Source information:
PR #4996, opened 2023-05-22
Template Builder: update frames and handles of instances from Ftrack data when building the first scene

friquette:
## Changelog Description
When using the Build workfile from template, update the frames and handles for all instances by calling the reset_frame_range function.

## Additional info
https://github.com/ynput/OpenPype/pull/4793 needs to be merged before this one

### DIFF
--- a/openpype/hosts/maya/api/lib.py
+++ b/openpype/hosts/maya/api/lib.py
@@ -2299,6 +2299,24 @@ def reset_frame_range(playback=True, render=True, fps=True):
         cmds.setAttr("defaultRenderGlobals.startFrame", frame_start)
         cmds.setAttr("defaultRenderGlobals.endFrame", frame_end)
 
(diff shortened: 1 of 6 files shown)


iLLiCiTiT:
Not sure if the workflow is ok, but loaded references should be called `containers` not `instances`.

openpype/hosts/maya/api/lib.py
BigRoy, line 1: I'm pretty sure there are currently a lot of changes in this file that are actually reverting recent additions into `develop` - you might have rebased wrong or have reverted the wrong changes upon a merge conflict. For example `get_frame_range` is now suddenly changing the timeline again instead of just getting the values. I suspect something is off with this PR.

tokejepsen:
@friquette what is the status on this PR?

friquette:
New PR cleaner here: #5201

PR #5000, opened 2023-05-22
General: Fix new load plugins for next minor relase

iLLiCiTiT:
## Changelog Description
Fix access to `fname` attribute which is not available on load plugin anymore.

## Additional info
Continous task of https://github.com/ynput/OpenPype/pull/4602 after develop update.

## Testing notes:
1. Max load plugins should work
2. Load mesh in substance painter should work


antirotor (approved):
reasonable code!

PR #5002, opened 2023-05-22
Unreal: Fix the frame range when loading camera

simonebarbieri:
## Changelog Description
The keyframes of the camera, when loaded, were not using the correct frame range.

## Testing notes:
1. Load camera in Unreal.
2. Check in the sequencer if the frame range is right and the keyframes are in the right range.


LiborBatek (approved):
All keyframes are at correct ```Clip In``` and ```Clip Out``` positions...
image

PR #5006, opened 2023-05-22
Resolve: Use last workfile prelaunch hook

iLLiCiTiT:
## Changelog Description
Added `resolve` to last workfile prelaunch hook to launch last workfile on open.

## Testing notes:
1. Select a task in a project
2. Launch Resolve on the task
3. Save the workfile using workfiles tool
4. Close resolve
5. Launch it again on the same task
6. The workfile should be opened on resolve launch

### DIFF
--- a/openpype/hooks/pre_add_last_workfile_arg.py
+++ b/openpype/hooks/pre_add_last_workfile_arg.py
@@ -22,6 +22,7 @@ class AddLastWorkfileToLaunchArgs(PreLaunchHook):
         "houdini",
         "nukestudio",
         "fusion",
+        "resolve",
         "blender",
         "photoshop",
         "tvpaint",


BigRoy:
I tried this last week - this didn't work for me with Resolve at least. @iLLiCiTiT did you test this or did you just assume this might work?

iLLiCiTiT:
> @iLLiCiTiT did you test this or did you just assume this might work?

Just assumed. I don't have resolve.

BigRoy:
Pretty sure this doesn't work. @jakubjezek001 could you confirm?

jakubjezek001 (approved):
tested on Resolve 18 Studio and was working fine as described in Test notes

BigRoy:
> tested on Resolve 18 Studio and was working fine as described in Test notes

Ok, so this is what happens for me. It does seem to import the `.drp` file directly on launch. However if the project is already (by name) inside the local resolve database this is what I see:
image

Then if I were to save it with the "Copy of" name it opens as expected however the name will remain "Copy of" at the top of the Resolve window (even when using workfiles > save to increment).

Which admittedly is a bit of a confusing UX for the artist?

Anyway, aside of that it does seem to work to "import" (not open?) the last workfile on launch.

jakubjezek001:
> Which admittedly is a bit of a confusing UX for the artist?

I can confirm it is happening to me, after I was following your steps. Yes it is very confusing. 

It should be opening the found project in resolve db rather then importing .drp file into it.

openpype/hosts/resolve/api/lib.py
```diff
@@ -170,6 +170,8 @@ def create_media_pool_item(fpath: str,
     dirname, file = os.path.split(fpath)
     _name, ext = os.path.splitext(file)
 
+    print("Adding to media pool: {}".format(fpath))
+
```
BigRoy, line 174: Let's avoid this debug printing please.

openpype/hosts/resolve/api/lib.py
```diff
@@ -178,8 +180,10 @@ def create_media_pool_item(fpath: str,
         return False
 
     # if any are added then look into them for the right extension
-    media_pool_item = [mpi for mpi in media_pool_items
-                       if ext in mpi.GetClipProperty("File Path")]
+    media_pool_item = [
+        mpi for mpi in media_pool_items
+        if ext in mpi.GetClipProperty("File Path")
+    ]
```
BigRoy, line 186: Would `.endswith(ext)` make more sense?

openpype/hosts/resolve/api/workio.py
```diff
@@ -27,14 +27,16 @@ def save_file(filepath):
     pm = get_project_manager()
     file = os.path.basename(filepath)
     fname, _ = os.path.splitext(file)
+    dname, _ = fname.split("_v")
```
BigRoy, line 30: This is NOT safe. OpenPype doesn't require `_v` to be an existing prefix. Similarly, if a filename was named `myfile_variant_v001` this would error too. Do **not** do this! :)

I'm seeing now `dname` is also used in the logic below in `open_file`, but this looks like issues just waiting to happen!

openpype/hosts/resolve/api/workio.py
```diff
@@ -72,15 +75,19 @@ def open_file(filepath):
...
+
 def current_file():
     pm = get_project_manager()
     current_dir = os.getenv("AVALON_WORKDIR")
     project = pm.GetCurrentProject()
     name = project.GetName()
     fname = name + exported_projet_ext
     current_file = os.path.join(current_dir, fname)
+
+    # check if file exists
```
BigRoy, line 87: Comment is incorrect - there is no checking done here whether the file exists at all.

openpype/hosts/resolve/hooks/post_last_workfile.py
BigRoy, line 1: I know I shared a bit of this prototype with you, but I'd actually want to argue to not merge this logic. It's very unreliable.

The post launch hook is not reliable though, some reasons:
- For me when launching resolve if it's already open, it doesn't open it again. The postlaunch hook won't detect that. This is a big one since it could mean the script starts running against an active session!
  - And if there was a way to open Resolve twice then how do you know WHICH resolve session your post launch hook should run against?
- Resolve might fail to launch, the post launch hook as far as I know doesn't detect that.
- It basically means the post launch hook continues pinging for Resolve until it's opened - how long that takes can differ a lot per machine making it quite unsure whether it'll work as well elsewhere.
- Clicking launch of Resolve more than once would open only one Resolve session (due to only ever having one Resolve open) - but would run the post launch hook multiple times.
- It doesn't work with Resolve free as far as I know, however the post launch hook won't be able to detect whether it'd work or not.

I would either:
- Not do this
- Or find an alternate solution.

I would not consider this logic reliable enough for any production or pipeline whatsoever. As described above there are so many cases this _could_ break that it's basically a series of support tickets waiting to happen. I would not merge this as a temporary workaround.

openpype/hosts/resolve/hooks/post_last_workfile.py
```diff
@@ -0,0 +1,89 @@
...
+    while tried < {try_count}:
+        print("Waiting for Resolve to start ...")
+        try:
+            resolve = bmd.scriptapp("Resolve")
+            main()
+            break
+        except:
+            pass
+
+        tried += 1
```
BigRoy, line 41: As far as I know you don't need to `retry` yourself since you can just pass a `timeout` argument to the `scriptapp` function and set it to e.g. 30 seconds so it'll just try continuously during the 30 seconds automatically.

openpype/hosts/resolve/hooks/post_last_workfile.py
```diff
@@ -0,0 +1,89 @@
...
+        self.log.info(f"Found last workfile: {last_workfile}")
+
+        script = SCRIPT.format(
+            workfile_path=last_workfile,
+            openpype_menu_path=openpype_menu_path,
+            try_count=5
+        )
+
+        executable = str(self.launch_context.executable)
+        # executable = "C:/Program Files/Blackmagic Design/DaVinci Resolve/Resolve.exe"
```
BigRoy, line 81:
```suggestion
```

openpype/hosts/resolve/hooks/post_last_workfile.py
iLLiCiTiT: The timeout didn't affect the real timeout at all on our side.

iLLiCiTiT:
Closing in favor of https://github.com/ynput/OpenPype/pull/5047

PR #5008, opened 2023-05-22
Unreal: Implemented Creator, Loader and Extractor for Levels

simonebarbieri:
## Changelog Description
Creator, Loader and Extractor for Unreal Levels have been implemented.

## Additional info
This implementation has the same limitations that UAsset has. Levels that have external dependencies cannot be published. However, it works in case only internal assets have been used, which makes it perfect for publishing lighting setups.

## Testing notes:
1. In Unreal, create a level and save it.
2. Only include in the level default Unreal objects (lights, base models).
3. From the Content Browser, select the level.
4. Open the Publisher, and from the **Create** tab, select _Level_ and click **Create**.
5. Go to the **Publish** tab and click **Publish**.
6. Close the Publisher window and open the Loader.
7. Try load the published Level.
8. No errors should pop up during the whole process.


LiborBatek (changes requested):
I am able to create/publish UAsset but not being able to load it afterwards neither as ```level``` nor ```uasset```. However the asset being listed in ```Load```

There is also issue that user cannot change ```Variant``` to custom name and when try top change it and hit ```Refresh``` btn it got back to ```Main``` Variant.

image

LiborBatek:
After creation of the ```Level``` family and trying to ```Load Level``` via OP menu ....getting following error

image


I have also tried to ```Load``` as ```UAsset``` but it does nothing....

LiborBatek (approved):
All works as expected.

Exercise prompt: Wherever the string "pull" occurs in a line of the listing above, count that line, and report only the total.

Task response: 3